*** Begin section ***

PR #947, opened 2024-04-17
[dvc] Add config to return Da Vinci specific ExecutionStatus for Errors

m-nagarajan:
## Summary
* Added a config `use.da.vinci.specific.execution.status.for.error` to enable/disable returning newly added Da Vinci specific `ExecutionStatus` for Errors in Da VInci clients.
* Its disabled by default and can be enabled back again after the new code is in all components

## How was this PR tested?
GH CI

New config `use.da.vinci.specific.execution.status.for.error` to enable/disable the new statuses.


gaojieliu (approved):
Thanks!

PR #948, opened 2024-04-18
[cc] Expose partitionCount from VeniceChangelogConsumer

kcepmada:
## Summary
Exposed total partition count of store from VeniceChangelogConsumer to programmatically facilitate parallel processing (eg. VeniceIO).

## How was this PR tested?
GH CI

New method `getPartitionCount` added to experimental `VeniceChangelogConsumer` interface.

### DIFF
--- a/clients/da-vinci-client/src/main/java/com/linkedin/davinci/consumer/VeniceChangelogConsumer.java
+++ b/clients/da-vinci-client/src/main/java/com/linkedin/davinci/consumer/VeniceChangelogConsumer.java
@@ -18,6 +18,11 @@ import java.util.concurrent.CompletableFuture;
 @Experimental
 public interface VeniceChangelogConsumer<K, V> {
   /**
+   * @return total number of store partitions
+  */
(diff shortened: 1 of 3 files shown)


nisargthakkar:
I don't believe this method belongs in the changelog client's API. Have you already discussed this change with anyone in the Venice team already? If not, let's get a thread started on our community slack.

nisargthakkar:
One thing that would fit better in the API would be to have an API called `getPartitions` that returns the Set of partitions that the consumer is currently subscribed to. 

With this API in place, the users of the client can use `subscribeAll` and then call `getPartitions().size()` to find out the partition count

ZacAttack (approved):
Talked about this internally.  Currently we're in a pretty broken state with regards to how beam clients get configured without this.  This I'm not certain is a great solution for down the road enhancements, but I don't really have a better answer for the beam connector unless we take ownership of the connector and figure out a better way to dynamically get this information in the midst of things like repartititoning.

PR #1069, opened 2024-07-17
[controller] Helix resources should be removed after a VPJ kill job

ishwarya-citro:
When VPJ initiates the kill-job command, the kill-job commands didn't remove the Helix resource. Added logic to include the helix resource deletion whenever a VPJ fails.

Everytime a VPJ runs the `killOfflinePush` job, it does not remove the helix resources. As part of the job, it calls the killOfflinePush but does not call the method to remove the helix resource. 

Changes follow an example of it doing the killOfflinePush & removing helix resource correctly like [here](https://github.com/linkedin/venice/blob/main/services/venice-controller/src/main/java/com/linkedin/venice/controller/VeniceHelixAdmin.java#L3276) and [here](https://github.com/linkedin/venice/blob/main/services/venice-controller/src/main/java/com/linkedin/venice/controller/VeniceHelixAdmin.java#L3274). 

## How was this PR tested?
unit tests 

### DIFF
--- a/services/venice-controller/src/main/java/com/linkedin/venice/controller/VeniceHelixAdmin.java
+++ b/services/venice-controller/src/main/java/com/linkedin/venice/controller/VeniceHelixAdmin.java
@@ -6544,6 +6544,11 @@ public class VeniceHelixAdmin implements Admin, StoreCleaner {
       return;
     }
 
+    if (!isSafeToKillOfflinePush(clusterName, kafkaTopic, isForcedKill)) {
+      LOGGER.info("Aborting killOfflinePush for: {} in cluster: {}", kafkaTopic, clusterName);
+      return;
+    }
+
     deleteHelixResource(clusterName, kafkaTopic);
 
     LOGGER.info("Killing offline push for: {} in cluster: {}", kafkaTopic, clusterName);
@@ -6611,7 +6616,7 @@ public class VeniceHelixAdmin implements Admin, StoreCleaner {
     }
 
     StatusMessageChannel messageChannel = resources.getMessageChannel();
-    // As we should already have retry outside of this function call, so we do not need to retry again inside.
+    // As we should already have retry outside this function call, so we do not need to retry again inside.
     int retryCount = 1;
     // Broadcast kill message to all of storage nodes assigned to given resource. Helix will help us to only send
     // message to the live instances.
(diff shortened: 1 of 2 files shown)


nisargthakkar:
Hi @ishwarya-citro. We should not include non-public information in open-source PRs. Can you remove the ticket reference?

services/venice-controller/src/main/java/com/linkedin/venice/controller/VeniceHelixAdmin.java
```diff
@@ -6526,6 +6524,11 @@ public void killOfflinePush(String clusterName, String kafkaTopic, boolean isFor
       LOGGER.info("Resource: {} doesn't exist, kill job will be skipped", kafkaTopic);
       return;
     }
+
+    deleteHelixResource(clusterName, kafkaTopic);
```
nisargthakkar, line 6528: This seems like a harmful change because it deletes helix resources without validating if it's not the current version, etc. Can you share some more details about the issue that was noticed?

services/venice-controller/src/main/java/com/linkedin/venice/controller/VeniceHelixAdmin.java
```diff
@@ -3269,9 +3269,6 @@ private void deleteOneStoreVersion(String clusterName, String storeName, int ver
         return;
       }
       String resourceName = Version.composeKafkaTopic(storeName, versionNumber);
-      LOGGER.info("Deleting helix resource: {} in cluster: {}", resourceName, clusterName);
```
majisourav99, line 3272: We should not remove this as kill pushjob could be called without calling delete store version.

majisourav99 (commented):
Please do not add internal jira links in open source PR.

services/venice-controller/src/main/java/com/linkedin/venice/controller/VeniceHelixAdmin.java
ishwarya-citro: Part of the `killOfflinePush` will delete the helix resourced. So, this is not removed but moved

services/venice-controller/src/main/java/com/linkedin/venice/controller/VeniceHelixAdmin.java
ishwarya-citro: Everytime a VPJ runs the `killOfflinePush` job, it does not remove the helix resources. As part of the job, it calls the killOfflinePush but does not call the method to remove the helix resource. 

Example of it doing the killOfflinePush & removing helix resource correctly : https://github.com/linkedin/venice/blob/main/services/venice-controller/src/main/java/com/linkedin/venice/controller/VeniceHelixAdmin.java#L3276

https://github.com/linkedin/venice/blob/main/services/venice-controller/src/main/java/com/linkedin/venice/controller/VeniceHelixAdmin.java#L3274

I see that we do have version validates & i will add this to the deleteHelixResource()

majisourav99: You need to query the child controllers to validate none of them are using the killjob topic as the current version.
Also I am thinking what is the harm in keeping the helix resources intact till the time when the store versions are deleted (which happens later in some background thread).

ishwarya-citro: @majisourav99  made the changes requested. Pl lmk if this looks ok. 

also, in another [location](https://github.com/linkedin/venice/pull/1069/files#diff-36114654b45af0adf03521759f0301f267c4b453321c47a4d1c1c4726abddca2L3273), it doesn't keep helix resource intact until store versions are deleted. Is it ok to follow the same here?

services/venice-controller/src/main/java/com/linkedin/venice/controller/VeniceHelixAdmin.java
```diff
@@ -6610,6 +6637,47 @@ public void killOfflinePush(String clusterName, String kafkaTopic, boolean isFor
...
+   * If the child controllers are using the killJob topic as their current version, the killOfflinePush job should be aborted
+   */
+  public boolean isSafeToKillOfflinePush(String clusterName, String kafkaTopic, boolean isForcedKill) {
+    if (isForcedKill) {
+      return true;
+    }
+
+    String storeName = Version.parseStoreFromKafkaTopicName(kafkaTopic);
+    int versionNumber = Version.parseVersionFromKafkaTopicName(kafkaTopic);
+    Map<String, ControllerClient> controllerClients = getControllerClientMap(clusterName);
```
majisourav99, line 6650: Move this to parent helix controller and skill checking the current version in parent as parent controller store current version is not properly maintained.

kvargha:
Closing PR as Helix resources do get cleaned up when receiving a kill job message, which was observed during my testing. The child controllers invoke `VeniceHelixAdmin#deleteOneStoreVersion` which calls `VeniceHelixAdmin#deleteHelixResource`

PR #1070, opened 2024-07-17
[controller] Merge VeniceControllerConfig and VeniceControllerClusterConfig

nisargthakkar:
## Merge `VeniceControllerConfig` and `VeniceControllerClusterConfig`

Today, in controllers, we have two classes of configs which serve the same purpose, and it is unnecessary to maintain both. This commit merges `VeniceControllerConfig` and `VeniceControllerClusterConfig`.

## How was this PR tested?

GH CI


services/venice-controller/src/main/java/com/linkedin/venice/controller/VeniceControllerMultiClusterConfig.java
sushantmane, line 1: Maybe out of scope of this PR but I'm wondering if you would be able to address the following issue:

In current setup, to get common configs we pick random cluster's controller configs. I wonder if we can move away from this and have a dedicated section for it or use some fixed order so that common configs are predictable?

services/venice-controller/src/main/java/com/linkedin/venice/controller/VeniceControllerConfig.java
```diff
@@ -107,52 +170,72 @@
...
 
 
 /**
  * Configuration which is specific to a Venice controller.
- *
- * It's quite confusing to have both {@link VeniceControllerConfig} and
- * {@link VeniceControllerClusterConfig}. TODO: remove one of them
  */
-public class VeniceControllerConfig extends VeniceControllerClusterConfig {
+public class VeniceControllerConfig {
```
sushantmane, line 226: Can we retain cluster in the name since configs can vary depending on the cluster? Maybe `VeniceClusterControllerConfig`?

sushantmane (commented):
Overall LGTM. Left few comments.

services/venice-controller/src/main/java/com/linkedin/venice/controller/VeniceControllerConfig.java
nisargthakkar: Sure, just the number of files that change blows up a lot 😅

services/venice-controller/src/main/java/com/linkedin/venice/controller/VeniceControllerMultiClusterConfig.java
nisargthakkar: Yes. I have been thinking of this for a while, but the overhead is that we need to go and setup the configs first, and it is tricky to know if we got it right or not. So, I'd leave that for another day

sushantmane: haha I agree 😄

sushantmane (approved):
LGTM! Thanks, @nisargthakkar!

*** End section ***

* THE PROBLEM *
With the line containing "Da VInci clients." as the last one, please set down exactly the lines of the records above from their very first line, and nothing more.

* SOLUTION FOR THIS EXERCISE *
PR #947, opened 2024-04-17
[dvc] Add config to return Da Vinci specific ExecutionStatus for Errors

m-nagarajan:
## Summary
* Added a config `use.da.vinci.specific.execution.status.for.error` to enable/disable returning newly added Da Vinci specific `ExecutionStatus` for Errors in Da VInci clients.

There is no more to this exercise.